• [Task details] In the entries below, find the line with "In IE, transform" and the line with "-ms-perspective : 2000px". Print those two and everything between them exactly, and nothing else.

• [Records provided]
____
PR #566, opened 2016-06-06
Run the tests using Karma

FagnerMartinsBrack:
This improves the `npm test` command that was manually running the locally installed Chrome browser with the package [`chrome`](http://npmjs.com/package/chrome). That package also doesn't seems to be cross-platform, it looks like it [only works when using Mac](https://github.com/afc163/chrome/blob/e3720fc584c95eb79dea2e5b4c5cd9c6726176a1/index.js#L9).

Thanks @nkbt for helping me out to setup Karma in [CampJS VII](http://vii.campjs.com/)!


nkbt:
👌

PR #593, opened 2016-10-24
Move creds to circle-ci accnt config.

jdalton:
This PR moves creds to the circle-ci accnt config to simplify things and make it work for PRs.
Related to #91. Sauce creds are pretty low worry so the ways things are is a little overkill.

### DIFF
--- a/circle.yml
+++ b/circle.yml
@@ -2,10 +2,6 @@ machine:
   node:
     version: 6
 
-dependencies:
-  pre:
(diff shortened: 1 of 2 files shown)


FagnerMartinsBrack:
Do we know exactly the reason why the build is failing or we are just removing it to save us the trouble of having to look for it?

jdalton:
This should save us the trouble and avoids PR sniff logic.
____
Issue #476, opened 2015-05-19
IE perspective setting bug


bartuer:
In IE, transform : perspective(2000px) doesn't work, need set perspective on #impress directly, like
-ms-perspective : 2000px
____
• [Solution to this exercise]
In IE, transform : perspective(2000px) doesn't work, need set perspective on #impress directly, like
-ms-perspective : 2000px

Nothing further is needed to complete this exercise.